River in Troms, Norway

The Målselva is a river in Målselv Municipality in Troms county, Norway. The 140 km long river flows through the Målselv valley (Målselvdalen) and then empties into the Målselvfjorden, an arm of the Malangen fjord. The municipality and the valley through which the river runs are both named after the river. The river is common fishing grounds for locals.
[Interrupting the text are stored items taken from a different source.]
Issue #208, opened 2023-10-02
Add strongly typed configuration


pawelprazak:
We are missing [Strongly Typed](https://www.pulumi.com/docs/concepts/config/#structured-configuration) configuration

Relates to #204

pawelprazak:
After closer inspection of the upstream docs, this feature looks CLI specific and does not require support from language host. Closing.

Issue #207, opened 2023-10-02
Add structured configuration


pawelprazak:
We are missing [Structured Configuration](https://www.pulumi.com/docs/concepts/config/#structured-configuration) in the API

Add:
- `def requireJson(key: NonEmptyString): Output[JsValue]`
- `def requireObject[A: JsonFormat](key: (non-empty?)String): Output[A] = requireJson(key).map(_.convertTo[A])`

Relates to #204

PR #287, opened 2023-11-10
Fix config in SDK

prolativ:


core/src/main/scala/besom/internal/Config.scala
```diff
@@ -168,6 +124,25 @@ object Config:
...
+    def requireString(key: NonEmptyString)(using Context): Output[String] = output.flatMap(_.requireString(key))
+
+    def getDouble(key: NonEmptyString)(using Context): Output[Option[Double]] = output.flatMap(_.getDouble(key))
+    def requireDouble(key: NonEmptyString)(using Context): Output[Double] = output.flatMap(_.requireDouble(key))
+    
+    def getInt(key: NonEmptyString)(using Context): Output[Option[Int]] = output.flatMap(_.getInt(key))
+    def requireInt(key: NonEmptyString)(using Context): Output[Int] = output.flatMap(_.requireInt(key))
+
+    def getBoolean(key: NonEmptyString)(using Context): Output[Option[Boolean]] = output.flatMap(_.getBoolean(key))
+    def requireBoolean(key: NonEmptyString)(using Context): Output[Boolean] = output.flatMap(_.requireBoolean(key))
```
prolativ, line 143: Should we also supports maps and lists now?

pawelprazak: I think [this might be what you are referring to](https://www.pulumi.com/docs/concepts/config/#structured-configuration), and yes, we'd like to support this in the future.

core/src/main/scala/besom/util/NonEmptyString.scala
```diff
@@ -3,16 +3,17 @@ package besom.util
...
-
 opaque type NonEmptyString <: String = String
 
 object NonEmptyString:
   def apply(s: String): Option[NonEmptyString] =
     if s.isBlank then None else Some(s)
 
+  given nonEmptyStringOps: {} with
+    extension (nes: NonEmptyString)
+      inline def +++(other: String): NonEmptyString = nes + other
```
pawelprazak, line 14: can we name it? 3 plus signs are hard understand IMO

core/src/main/scala/besom/internal/Config.scala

The smaller rivers Divielva, Tamokelva, and Rostaelva converge near the Lille Rostavatnet lake to form the Målselva river. Later, the river Barduelva joins it near Fossmoen and Bardufoss. The river drains a watershed of 6144 km2. Målselva contains four hydropower stations throughout its catchment - the Målselva catchment. The Målselva river passes by the main villages of Bardufoss, Andselv, and Skjold, and has smaller settlements like Kjerresnes, Karlstad and Rossvoll near its drainage into the fjord.

Kjerresnes has an ice bridge formed over the river during the winter, which shortens the travel to other settlements like Finnsnes by a huge margin..

Målselva is an important habitat for many economically important species, like salmonids, including sea trout, Atlantic salmon, and arctic charr.